6E2. For one of the mechanisms in the previous problem, provide an example of your choice, perhaps from your own research.

# I could take education as an example for Post-treatment Bias. Teacher would have professional training to improve their knowledge of instruction. We would expect such professional training could improve student's performance
# Here, the professional training influences the knowledge of instruction, which in turns influences the student's performance.

6E3. List the four elemental confounds. Can you explain the conditional dependencies of each?

# 1. The Fork.

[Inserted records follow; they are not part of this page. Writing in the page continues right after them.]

PR #117, opened 2017-01-21
updated names frameworks in the file index

renanol:
Updated names files of page JS-Framkeworks Benchmark;
Formated HTML code;


krausest:
Thanks for reporting it. 
Actually I always forgot to update index.html. Thus I created webdriver-ts/createIndex.ts to create index.html automatically. Now I always forget to run createIndex ;-)
(I've updated it now thus I'm not merging your PR but thanks for the heads-up!)

renanol:
No problem =). I think about it too =).

PR #119, opened 2017-01-22
Update NX to beta 1.1.0

solkimicreb:
I updated NX to beta 1.1, it's okay if it can't make it into the next article round. I will try to update more frequently in the future and thanks for updating to alpha 6.1 🙂


krausest:
Thanks. Just in time - it'll be included. BTW does nx support a "keyed"-mode?

solkimicreb:
Thanks! Yes it does, I am testing it and I will send a new PR with it in a few minutes.

PR #124, opened 2017-02-05
Make Binding.scala benchmark keyed (fix #123)

### LINKED ISSUE #123: non-keyed description is not true for Binding.scala
In the section Non keyed results on page http://www.stefankrause.net/js-frameworks-benchmark5/webdriver-ts/table.html:
> In consequence inserting or deleting an element in the data array might append after or delete the last table row and update the contents of all elements after the inserting or deletion index.

It's not true for Binding.scala. Thanks to its [precise data binding](https://github.com/ThoughtWorksInc/Binding.scala#precise-data-binding) mechanism, the DOM managed by Binding.scala always precisely follows the same changes on upstream data.

Atry:


krausest:
@Atry 
Thanks for that version. The swap rows implementation is still non keyed. (Which doesn't matter much in terms of performance.) How could you actually swap the DOM rows in swapRows()?

Atry:
@krausest No problem.

I created #125

Atry:
Hello, @krausest , would you mind updating the web page at http://www.stefankrause.net/js-frameworks-benchmark5/webdriver-ts/table.html ?

krausest:
@Atry 
Preliminary results are always available on this URL: [https://rawgit.com/krausest/js-framework-benchmark/master/webdriver-ts/table.html](https://rawgit.com/krausest/js-framework-benchmark/master/webdriver-ts/table.html)
The page you reported belongs to my blog for round 5 and won't be updated (because the numbers are referenced in the blog), but I plan to publish round 6 the next month or so.

PR #129, opened 2017-02-18
Added Stemjs framework

ericpts:
Everything should work fine.


krausest:
@ericpts Thanks. There's a bug in swap rows Delete the first 5 rows and then click swap rows and you'll see an error in the console (please compare e.g. with the react impl). Can you fix it please?

ericpts:
@krausest Thanks for the heads up!
Everything should be fixed by  	1231767

krausest:
Thanks - it's now merged and results have been [updated](https://rawgit.com/krausest/js-framework-benchmark/master/webdriver-ts/table.html).
Please note that I had to change the classification to non-keyed due to webdriver-ts/src/nonKeyed.ts if you run it with `node dist/nonKeyed.js`it reports:
...
stem-v0.2.60 is keyed for 'run benchmark' and keyed for 'remove row benchmark' non-keyed for 'swap rows benchmark' . It'll appear as non-keyed in the results
ERROR: Framework stem-v0.2.60 is not correctly categorized in commons.ts

Can you change swap rows to really swap the dom table rows?

PR #130, opened 2017-02-19
Added choojs framework

rahulcs:


tunnckoCore:
Cool. I thought that last few days. :)

krausest:
Thanks. I had to change the routing a bit such that it works for "http://localhost:8080/choo-v4.1.0/index.html" - is that okay (thought it may be easier to match any choo.js version).
I'm sorry to say but the [results](https://rawgit.com/krausest/js-framework-benchmark/master/webdriver-ts/table.html) are pretty bad - I run twice, but results are consistent. Did you expect results to be so bad?

rahulcs:
I didn't expect before writing, but while running I could see that it was visibly slow. Not sure why though. :(

tunnckoCore:
maybe @yoshuawuyts

leeoniya:
choo uses morphdom [1], which hasnt been particularly fast in any bench. i think they have improved or are improving since moving to vdom internals. it may be worth just benchmarking morphdom directly.

[1] https://github.com/yoshuawuyts/choo#does-choo-use-a-virtual-dom

tunnckoCore:
Actually, yea. It would be interesting to implement a benchmark with choo using `nanomorph`. Fork choo and edit just some bytes here and there.

But yea.

yoshuawuyts:
My guess without looking at the code would be you're not making use of list reordering and node caching. On phone so can't dig in and say for sure

rahulcs:
@yoshuawuyts not sure i understand the terms `list reordering` and `node caching`?

PR #132, opened 2017-02-20
Add Datum.

MartinRixham:
Hello I've added my data binding library and would be grateful if you would include it in the benchmark.

Thanks


krausest:
Thanks - but the table looks wrong. The rows' colours are not alternating, seems like tbody is repeated for each row. Can you fix that please?

MartinRixham:
Ah ok it might actually be a bug in the library. I'll fix it when I get the chance.

krausest:
Please reopen when it's fixed - thanks!

PR #136, opened 2017-03-05
add angular 4

martinoppitz:
Add Angular 4 to the benchmark.


krausest:
Thanks - actually I tried to update to angular 4 and ran into the same problems as you (typings + rxjs/rollup) but I gave up on rollup... 

I had to change the precompile target back to ngc, due to the following error:
> tsc
src/main.aot.ts(5,36): error TS2307: Cannot find module './app.ngfactory'.

Also I changed the name of index.aot.html back to index.html as a workaround for the benchmark driver in webdriver-ts (it currently always adds an / to the uri - and I didn't want to change that right now...)

You added "node_modules/.bin" to the binaries in package.json in angular 4. It should work fine without it, so I removed it again.

What would you recommend regarding the ngfactory and ngsummary files? Add them to .gitignore?

I'll compare the aot vs the jit version...

krausest:
Here are the [results](https://rawgit.com/krausest/js-framework-benchmark/1271106c70328354a20a0eef29551fd72928363c/webdriver-ts/table.html) for the updated versions. Not much of a difference for angular 4...

krausest:
JIT has indeed a much worse startup behaviour than AOT as can be seen [here](https://rawgit.com/krausest/js-framework-benchmark/0a47a2710193e97e7aa9f2409e7a1118d4a8d512/webdriver-ts/table.html).
The comparison helped me to fix the geometric mean calculation. It didn't include the startup duration correctly.

I ran swap rows again - that negative number looked strange ;-)

PR #139, opened 2017-03-05
update domvm to v2.0.3

leeoniya:
some lib internals have been simplified, allowing the FAST_REMOVE optim that was done manually in the impl to be handled automatically by the lib.

this update is mostly to simplify the user-space impl, i don't expect any perf improvement. hopefully no regressions, either :)

thanks!


krausest:
The non-keyed version is causing some issues (keyed works as expected). Creating or adding rows currently doesn't work for me (no rows are added). I get an error the second time I click on create or add. Can you please check if it works for you?
```
add took 12.680000000000064
bundle.js:1 Uncaught TypeError: Cannot read property '_node' of null
    at H (bundle.js:1)
    at P (bundle.js:1)
    at P (bundle.js:1)
    at P (bundle.js:1)
    at P (bundle.js:1)
    at G._redraw (bundle.js:1)
    at G.redraw (bundle.js:1)
    at bundle.js:1
    at m (bundle.js:1)
    at HTMLButtonElement.<anonymous> (bundle.js:1)
```

leeoniya:
sorry 😬, see #141 for fix (hopefully).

Z is the common cause of X and Y, X and Y are independent, and both conditional on Z.
# 2. The Pipe. X influences Z, and then in turns influences Y. Similarly, X and Y are independent, and conditonal on Z.
# 3. The Collider. Both X and Y influences Z. There is no association between X and Y, unless condition on Z. So X is not independent from Y, conditional on Z.
# 4. The descendant. Similar to Collider, but with a descendant influenced by the collider Z. Since descendant carries some information from Z, condition on the descendant would be like condition on Z, but weaker.

6E4. How is a biased sample like conditioning on a collider? Think of the example at the open of the chapter.

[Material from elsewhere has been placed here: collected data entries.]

PR #141, opened 2017-03-06
fix domvm non-keyed impl bustage

leeoniya:
fix non-keyed bustage caused by  #139

### DIFF
--- a/domvm-v2.0.3-non-keyed/src/main.es6.js
+++ b/domvm-v2.0.3-non-keyed/src/main.es6.js
@@ -20,7 +20,8 @@ var stopMeasure = function() {
 	}
 }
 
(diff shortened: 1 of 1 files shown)


krausest:
Much better ;-)
[Results](https://rawgit.com/krausest/js-framework-benchmark/11e3779b48463341dd04a2d2c9c5e717d6e1ef24/webdriver-ts/table.html) are as expected quite the same.

leeoniya:
yeah, the vnode preprocessor now incurs an extra check for the presence of lifecycle hooks to mark the entire vtree branch as non-fast-removable [1]. the slight perf hit across the board is likely from this, but worth a less convoluted/fragile impl, IMO.

thanks!

[1] https://github.com/leeoniya/domvm/blob/2.x-dev/src/view/preProc.js#L30

PR #143, opened 2017-03-13
Add ivi

localvoid:
This implementation doesn't have any benchmark specific optimizations, each row is a stateful component, each row is wrapped in redux-like connect component, doesn't have explicit event delegation, doesn't have any special optimization flags ;)

I hope it isn't so slow, just tried to optimize for real workloads, instead of focusing on some narrow optimizations to win benchmarks.

### DIFF
--- a/ivi-v0.5.0/.gitignore
+++ b/ivi-v0.5.0/.gitignore
@@ -1,0 +1,10 @@
+build
+dist
+
+node_modules
+
+.DS_Store
+.idea
+.vscode
+.npm-debug
+npm-debug.log
--- a/ivi-v0.5.0/gulpfile.js
+++ b/ivi-v0.5.0/gulpfile.js
@@ -1,0 +1,47 @@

# When conditioning on a collider, an association is established between two variables. In the example at the open of the chapter, there is no association between trustworthiness and newsworthiness. However, when selection status is introduced, there is a negative association. That is because when a funded proposals has low trustworthiness, it should have high newsworthiness. Otherwise it wouldn't have been funded.

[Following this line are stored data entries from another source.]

PR #144, opened 2017-03-15
add surplus-v0.4.0

adamhaile:
Let me know if there are any issues.  Thanks!

### DIFF
--- a/surplus-v0.4.0/index.html
+++ b/surplus-v0.4.0/index.html
@@ -1,0 +1,13 @@
+<!DOCTYPE html>
+<html lang="en">
+<head>
+  <meta charset="utf-8" />
+  <title>Surplus 0.4.0</title>
+  <link href="../css/bootstrap/dist/css/bootstrap.min.css" rel="stylesheet"/>
+  <link href="../css/main.css" rel="stylesheet"/>
+</head>
+<body>
+  <div id='main'></div>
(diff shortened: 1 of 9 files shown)


krausest:
Thanks - [impressive](https://rawgit.com/krausest/js-framework-benchmark/09fceb7cf22798b87b37cee2438ba0ee29094cf3/webdriver-ts/table.html)!

adamhaile:
Thanks!  For the merge too!

Just curious, are the vanillajs times from Chrome 56 or 57?  On my box -- an MBP13 running OS 10.11.6 -- I saw an across the board slowdown of about 2-4% on Chrome 57 vs 56.  I'm asking because I usually see surplus coming in about 2-3% behind vanillajs for the keyed version and 1-2% for non-keyed, not the 5% and 7% you found.  I'm wondering if the difference is that surplus times are from Chrome 57 while the vanillajs times are from 56?  

Either way, thanks for running this benchmark!  It's really awesome for framework implementers to be able to compare across a common workload like this.

krausest:
Hi Adam, I'm not really sure where they are from, it could be that non-keyed is from chrome 56 and keyed from 57. Seems like especially the create rows benchmark suffers from chrome 57.
I reran vanillaJS this afternoon and got ~ 132 msecs for both (#145)

I'll see if I find the time to update all results within the next days...

PR #380, opened 2018-04-13
ractive version bumps and small test adjustments

evs-chris:
~~When trying to profile a bit for a new ractive release, I found that the chrome driver on windows will not completely close chrome unless you `close` the instance before `quit`ting. That results in pretty terrible performance after running a few of the benchmarks because zombie chromium instances start stacking up pretty fast. Linux doesn't seem to have that issue, and I'd assume OS X doesn't either. I hope it's ok to add that in here.~~

This bumps the Ractive 0.9 version to 0.9.13 from 0.9.9, adjusts the partial update test to be a bit more efficient, and switches to pre-parsed templates to drop the startup costs a bit.

This also bumps Ractive edge to 0.10.1, adjust the partial update test to be a bit more efficient, and switches to pre-parsed templates, again, to drop the startup costs a bit.

Completely unrelated side question: has anyone running Win 10 or Linux noticed wildly varying benchmark times on an otherwise idle system? On Windows I get it, because the anti-malware gubbins kick in at random and decide to eat CPU like mad, but the Linux variances are a little more surprising. Does OS X have the same issue?


leeoniya:
it's been a while since i ran the benches (on my Win10), but i did not notice anything unusual at the time.

> I hope it's ok to add that in here.

probably best to split this PR into two

evs-chris:
> probably best to split this PR into two

Done. Thanks!

krausest:
@evs-chris (I'll merge soon - promised)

6M1. Modify the DAG on page 186 to include the variable V, an unobserved cause of C and Y: C ← V → Y. Reanalyze the DAG. Draw the DAG. How many paths connect X to Y? Which must be closed? Which variables should you condition on now?

library(dagitty)
dag_6M1 <- dagitty( "dag {
X -> Y;
X <- U <- A -> C -> Y;
U -> B <- C;
C <- V -> Y;
X [exposure]
Y [outcome]
U [unobserved]
V [unobserved]
}")
plot(dag_6M1)

# We can see from the graph that we have 4 paths from X to Y:
# 1. X <- U <- A -> C -> Y
# 2. X <- U -> B <- C -> Y
# 3. X <- U <- A -> C <- V -> Y
# 4. X <- U -> B <- C <- V -> Y
# Because B is a collider, we would close 2 and 4.
# Now, because of V, C becomes a collider. Thus, if we condition on C, we would open a new path through V.Therefore, we should condition on A.
adjustmentSets(dag_6M1, exposure = "X", outcome = "Y")
## { A }

6M2. Sometimes, in order to avoid multicollinearity, people inspect pairwise correlations among predictors before including them in a model. This is a bad procedure, because what matters is the conditional association, not the association before the variables are included in the model. To highlight this, consider the DAG X → Z → Y. Simulate data from this DAG so that the correlation between X and Z is very large. Then include both in a model prediction Y. Do you observe any multicollinearity? Why or why not? What is different from the legs example in the chapter?

# Let's first simulate the data
N <- 100
X <- rnorm(N, 0, 1) 
Z <- rnorm(N, X, 0.5)
Y <- rnorm(N, Z)
cor(X, Z)
## [1] 0.8890347
# We can see X and Z are highly correlated.

# Now let's see the regression model
m_6M2 <- quap(
  alist(
    Y ~ dnorm(μ,σ),
    μ <- α + βX*X + βZ*Z,
    c(α, βX, βZ)~dnorm(0,1),
    σ ~ dexp(1)
  ), data=list(X=X, Y=Y, Z=Z)
)
precis(m_6M2)
##           mean         sd       5.5%     94.5%
## a  -0.05127265 0.09670833 -0.2058312 0.1032859
## ßX  0.06559383 0.19636839 -0.2482408 0.3794284
## ßZ  0.77881832 0.18491122  0.4832945 1.0743422
## s   0.95961406 0.06738313  0.8519228 1.0673053
# Here we can see with the inclusion of Z, X is not useful when predicting Y. Therefore, it doesn't like multicollinearity.
# Comparing with the leg example, we can see the causal model is different. In the leg example, both legs predict the height. In our example here, only Z predicts the Y (so Z is a pipe).